- Task statement
The lines to copy are those in the records below that hold the word "because".

- Data for this exercise
Issue #45, opened 2019-12-09
Add patron standing COLLECTION alert to summary page


banukutlu:
When a user is sent to collection this is the alert. The standing{key} is COLLECTION

![image](https://user-images.githubusercontent.com/43478453/70470879-063a6f00-1a9a-11ea-9d5f-ebbbbef82b42.png)

_Originally posted by @mkutch in https://github.com/psu-libraries/myaccount/issues/1#issuecomment-563427871_

ruthtillman:
Looks good.

PR #86, opened 2020-01-28
adding patron standing COLLECTION alert to summary

banukutlu:
Issue #45

### DIFF
--- a/app/models/patron.rb
+++ b/app/models/patron.rb
@@ -53,8 +53,8 @@ class Patron
     record == { 'messageList' => [{ 'code' => 'sessionTimedOut', 'message' => 'The session has timed out.' }] }
   end
 
-  def standing_alert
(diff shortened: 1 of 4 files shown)


app/models/patron.rb
```diff
@@ -48,17 +53,17 @@ def stale?
...
+    PATRON_STANDING_ALERTS[standing] || ''
   end
 
   private
 
     def fields
       record['fields']
     end
+
+    def standing
```
cdmo: :nods:

cdmo: there is a pattern of doing `thing_code` and `thing_human` ... like item type in bib record and pickup library in hold and status in fines. Would that make sense here too?

banukutlu:
> Thoughts about using _code and _human?

yes, makes sense! I should remember to use those as standard :) I will update

PR #199, opened 2021-08-25
Fix for in/of statement with var initializer

FnControlOption:
Checklist:
- [x] All tests pass in CI.

Example:

```js
for (var foo = "bar" in []) {}
console.log(foo) // => bar
```

I added `$._initializer` to the `inline` array to resolve a conflict with `$.binary_expression`:

<details>

```

  'for'  '('  'var'  identifier  '='  expression  •  'in'  …

Possible interpretations:

  1:  'for'  '('  'var'  identifier  '='  (binary_expression  expression  •  'in'  expression)  (precedence: 'binary_relation', associativity: Left)
  2:  'for'  '('  'var'  identifier  (_initializer  '='  expression)  •  'in'  …

Possible resolutions:

  1:  Specify a higher precedence in `binary_expression` than in the other rules.
  2:  Specify a higher precedence in `_initializer` than in the other rules.
  3:  Specify a left or right associativity in `_initializer`
  4:  Add a conflict for these rules: `_initializer`, `binary_expression`
```

</details>


maxbrunsfeld:
I can see why you added that `inline`, and nice job finding a way to avoid that conflict. In this specific case though, I think that in the interest of reducing the binary size, I'd prefer to keep the conflict, and remove `_initializer` from the inlines.

Of course, the downside of the conflict is that there will be a very slight performance cost when parsing `for (var  x  =  y  in ...`, but the cost will be small, and this sequence doesn't occur very frequently. The advantage of removing the `inline` is that  the parser stays a bit smaller:

```diff
-#define STATE_COUNT 1628
-#define LARGE_STATE_COUNT 316
+#define STATE_COUNT 1562
+#define LARGE_STATE_COUNT 282
```

Are you ok with removing that `inline` and adding back the conflict?

maxbrunsfeld:
Thanks!

PR #201, opened 2021-09-08
fix: Issue on '?.' and ternary '?' + immediate dot started float number

ahlinc:
Checklist:
- [x] All tests pass in CI.

---
_Before:_
```
$ tree-sitter-0.20.0 parse <(echo "a?.1:.2")
(program [0, 0] - [1, 0]
  (ERROR [0, 0] - [0, 5]
    (identifier [0, 0] - [0, 1])
    (number [0, 3] - [0, 4]))
  (expression_statement [0, 5] - [0, 7]
    (number [0, 5] - [0, 7])))
0 ms	(ERROR [0, 0] - [0, 5])
```

_After:_
```
$ tree-sitter-0.20.0 parse <(echo "a?.1:.2")
(program [0, 0] - [1, 0]
  (expression_statement [0, 0] - [0, 7]
    (ternary_expression [0, 0] - [0, 7]
      condition: (identifier [0, 0] - [0, 1])
      consequence: (number [0, 2] - [0, 4])
      alternative: (number [0, 5] - [0, 7]))))
```

This PR fixes parsing of ternary expressions with an immediate dot float after question mark like: `a?.1:.2`.

Also the code in the `scanner.cc` was splited on separate functions.


test/corpus/expressions.txt
```diff
@@ -1021,120 +1447,184 @@ async = 0;
...
+================================================================================
 
 condition ? case1 : case2;
 
 x.y = some.condition ?
   some.case :
   some.other.case;
----
+
+a?.1:.2
```
ahlinc, line 1532: Here is an added test.

maxbrunsfeld (approved):

maxbrunsfeld:
Oh yeah, because of a conflict with the null coalescing member access operator.

Thanks for fixing this! And nice job organizing the external scanner code.

maxbrunsfeld:
It looks like there are some failures when running the parse example repos script. Could you investigate whether this change caused those?

ahlinc:
@maxbrunsfeld Thanks for the note, I've missed to support a case with leading spaces before the `?` in the external scanner. It's fixed now.

PR #202, opened 2021-09-17
0.20

Luni-4:
Checklist:
- [x] All tests pass in CI.
- [ ] The script/parse-examples passes without issues.
- [ ] Grammar rules have not been renamed unless absolutely necessary.
- [ ] The conflicts section hasn't grown too much.

This PR updates `tree-sitter-javascript` to 0.20

@maxbrunsfeld 

Can we release it on crates.io also? Thanks in advance! :)

### DIFF
--- a/Cargo.toml
+++ b/Cargo.toml
@@ -1,7 +1,7 @@
 [package]
 name = "tree-sitter-javascript"
 description = "JavaScript grammar for the tree-sitter parsing library"
-version = "0.19.0"
+version = "0.20.0"
 authors = [
     "Max Brunsfeld <maxbrunsfeld@gmail.com>",
     "Douglas Creager <dcreager@dcreager.net>",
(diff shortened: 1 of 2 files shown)


aryx:
@mjambon which version of tree-sitter are we using currently in ocaml-tree-sitter-semgrep?

aryx (approved):

mjambon:
What's the motivation for this change, @Luni-4 ? My understanding is that the version constraint `^0.19.0` allows tree-sitter 0.20.0, but `^0.20.0` doesn't allow tree-sitter 0.19.0.

mjambon:
I wrote:
> My understanding is that the version constraint `^0.19.0` allows tree-sitter 0.20.0, but `^0.20.0` doesn't allow tree-sitter 0.19.0.

Sorry, I was wrong because `0.` is not a real major version. https://github.com/npm/node-semver#caret-ranges-123-025-004

PR #207, opened 2021-10-04
Loosen Rust crate's tree-sitter dependency

dcreager:
Nothing in the Rust binding depends on tree-sitter 0.20 in particular; it works just fine if you haven't updated from 0.19 yet.  (Other versions might work as well; these are the only two that I tested.)

### DIFF
--- a/Cargo.toml
+++ b/Cargo.toml
@@ -25,7 +25,7 @@ include = [
 path = "bindings/rust/lib.rs"
 
 [dependencies]
-tree-sitter = "0.20"
+tree-sitter = ">= 0.19, < 0.21"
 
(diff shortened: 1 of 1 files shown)


dcreager:
I've also backported this PR to a new `rust-0.19` branch that lets up publish a patch release of the 0.19 version of this crate.  (That doesn't include all of the recent grammar updates, which have been released as 0.20, and allows grammar consumers to update to tree-sitter 0.20 without having to update to the newest grammar as well.)

maxbrunsfeld (approved):

dcreager:
Published 0.19.1 and 0.20.0 with this update

PR #225, opened 2022-07-19
Add optional_chain named field

stackmystack:
Optional chaining property/array access and optional function
calls now produce an `optional_chain` named field.

When traversing a parsed program, once can retrieve the operator by
looking at the source code, indeed, but it seems _hacky_ (in a bad
sense).

Checklist:
- [ ] All tests pass in CI.


stackmystack:
Hello, is this the right place for these kinds of PRs?

mjambon:
Hi @stackmystack. Yes, this is the right place for such PRs. Sorry for the delays! For this particular issue, I'm not sure how `field()` is used in general as it's not a feature we use in semgrep. That's why I'd like to refer to @maxbrunsfeld.

aryx:
Also you get CI failures: "Error in query file "highlights.scm"

aryx (changes requested):
fix the CI failure (and do not click "CI test are passing" when they are actually not passing).

stackmystack:
Hello @aryx, I fixed the test-suite, it was working in the initial submission and got broken with a rebase which I didn't check.
All green now.

aryx (approved):
Why not.

PR #229, opened 2022-09-20
Add action to automatically publish crate

hendrikvanantwerpen:
Following other grammar repositories, add an action that automatically publishes the crate when a version tag is pushed.


hendrikvanantwerpen:
Already done in #240.

PR #238, opened 2023-01-26
Support import assertions

mskelton:
This adds support for [import assertions](https://github.com/tc39/proposal-import-assertions) which are at stage 3 and [experimental in Node](https://nodejs.org/api/esm.html#import-assertions).  Reading some other issues, I'm not sure this is desired at this stage, but I thought I would throw it out there to at least get thoughts on adding it.

Checklist:
- [ ] All tests pass in CI.


mjambon:
Hi. Sorry for the slow reaction time. I see that the [proposal](https://github.com/tc39/proposal-import-assertions) has been demoted from stage 3 to stage 2:

> :warning: This proposal has been demoted from Stage 3 to Stage 2 in January 2023 due to https://github.com/whatwg/html/issues/7233. TC39 is working on a solution, which will require relaxing the "assert only" semantics and potentially changing the syntax. Import assertions have already been shipped in some implementations, consider the current instability when using them.

I suggest we pause until we're more confident that the syntax will stick unless you can make a strong case for it.

mskelton:
@mjambon Yeah, I'm fine to close this with the change to stage 2.

bennypowers:
We're back to stage 3 with a new keyword and the feature is called "import attributes" now, instead of "import assertions"

https://github.com/tc39/proposal-import-attributes

Before:

```js
import manifest from './package.json' assert { type: 'json' };
```

After

```js
import manifest from './package.json' with { type: 'json' };
```

mskelton:
@bennypowers Yep, I opened #277 to support import attributes

PR #279, opened 2023-12-15
The semicolon should be interted before comment

cuyl:
- semicolon should be inserted before comment

Checklist:
- [x] All tests pass in CI.


amaanq:
I think I've managed this in my recent fixes, let me know if it's not okay or has any issues.

PR #284, opened 2024-01-04
Support HTML entities in JSX text/attributes

cpmsmith:
JSX text and attributes support HTML character references (a.k.a. entities), and don't support ECMAScript string escape sequences.

Although the [spec] calls it "historical" and threatens to change it, it _is_ in the spec, and the spec is pretty stable at this point.

In changing this, I landed back on an idea that @maxbrunsfeld suggested in a [PR review] some time ago: having separate `string` and `jsx_string` nodes, and aliasing `jsx_string` to `string` for consumers' convenience. At that time, having two different node types was deemed unnecessary, but this adds a second, more substantive difference between the two, so I've brought the idea back, and stopped allowing invalid newlines in JS string literals, which is invalid in both JS and TS.

[spec]: https://facebook.github.io/jsx/#sec-jsx-string-characters
[PR review]: https://github.com/tree-sitter/tree-sitter-javascript/pull/140#discussion_r503399344

## TL;DR
Here is some JSX highlighted in Neovim using tree-sitter:
image

And here it is in VSCode, not using tree-sitter:
image

VSCode, correctly, does not highlight the `\n` in the JSX attribute, and does highlight the two valid `&nbsp;`s, which tree-sitter-javascript doesn't currently parse. This PR fixes both things.

Checklist:
- [ ] All tests pass in CI. (awaiting approval)


amaanq:
I'm going to build on top of this with a fix for jsx vs js strings as well, thank you for the PR!

amaanq:
Hey again @cpmsmith, I cherry picked your changes onto #291, thank you for the PR!

PR #493, opened 2019-02-03
Panic (crash) if we are unable to create or resize shared memory

Mcat12:

---

If we are unable to create or resize shared memory then there is no point in continuing execution. Further interactions with shared memory may result in crashes which are hard to debug. As a result of this change, there is no need to check if the returned shared memory object pointer is null, because if the function succeeded, the operation was successful.

### DIFF
--- a/shmem.c
+++ b/shmem.c
@@ -105,11 +105,6 @@ void newOverTimeClient(int clientID) {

- Result for this exercise
Oh yeah, because of a conflict with the null coalescing member access operator.
Sorry, I was wrong because `0.` is not a real major version. https://github.com/npm/node-semver#caret-ranges-123-025-004
If we are unable to create or resize shared memory then there is no point in continuing execution. Further interactions with shared memory may result in crashes which are hard to debug. As a result of this change, there is no need to check if the returned shared memory object pointer is null, because if the function succeeded, the operation was successful.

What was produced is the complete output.